Back in August, when then Japanese prime minister Fumio Kishida announced his resignation, I noted that his replacement would “presumably lead the party into the next election, due in the latter part of next year.” But in fact the election is to be held in just two and a half weeks, on 27 October.
There’s nothing unusual about an early Japanese election; only two parliaments this century have run for their full four years. But it’s usually for political reasons rather than parliamentary necessity, and this year’s poll is no exception. The new prime minister and Liberal Democratic Party leader, Shigeru Ishiba, decided that he wanted a mandate in his own right and, hoping to catch the opposition off guard, announced the election last week, formalised by the dissolution of parliament yesterday.
Ishiba won the LDP leadership election against eight other contenders, a record. In some ways he fits the usual mold of the party’s leaders: he has spent a long career in politics (he’s now 67) and has been a candidate for the leadership multiple times (although not on the previous occasion, when Kishida was elected in 2021). But he’s also seen as something of a liberal and even a maverick by LDP standards; he is apparently more popular with the membership at large than with his parliamentary colleagues.

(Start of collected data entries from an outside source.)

PR #1064, opened 2020-07-10
Ensure member statistics key is decoded

tobias-urdin:
In the StatusController the statistics for the
members on python3 is a byte string which cannot
be jsonified.

This changes so it loops through the statistics
for the member and ensures the key is a string
and not a byte string.


tobias-urdin:
Merge this when testing is fixed.

tobias-urdin:
requesting review @jd @chungg

chungg:
feel free to push back but it might be useful to add a test to https://github.com/gnocchixyz/gnocchi/blob/cb8a0e46c8815e0bd1dc25ff01c58eb9debe79a0/gnocchi/tests/functional/gabbits/base.yaml

i believe the functional tests do have a coordinator set up and should return 'statistics'? if not, then feel free to ignore.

The leadership election was a simple two-round affair, in which MPs’ votes were equally weighted with those of rank-and-file members. Shinjirō Koizumi, the son of a former prime minister, topped the poll among MPs but did poorly with the membership; instead they preferred hardline conservative Sanae Takaichi (making her second attempt at the job) and, just one vote behind, Ishiba.
He then prevailed in the runoff, 215 to 194, despite the fact that MPs’ votes are more heavily weighted at that stage; it looks as if the bulk of centrist opinion within the party rallied to him to stop Takaichi. (Official results are here, in Japanese; I used Google translate to interpret them.) Since then, however, he has shifted to the right to try to placate the party’s conservatives.
In contrast to the complex internal politics of the LDP, winning the election will probably be fairly straightforward. The LDP was badly tarnished by a series of scandals under Kishida’s leadership, but that has failed to translate into much of an improvement for the opposition. Opinion polls consistently show the LDP with something approaching half the vote, well up on its 2021 score of 34.7%, plus another few points for its coalition partner, Komeito.
The LDP has two other big advantages. Its opposition is divided, primarily between the centre-left Constitutional Democratic Party and the right-wing Japan Innovation Party, or Ishin; last time they won 96 and 41 seats respectively against the LDP’s 261. And secondly it is greatly benefited by the electoral system: the majority of seats come from single-member districts, which are malapportioned to favor rural areas. (My preview of the 2021 election explains more.)
But while an LDP majority is overwhelmingly likely, that doesn’t guarantee Ishiba a full term. Like his predecessors, his big priority will be to keep control of his own party.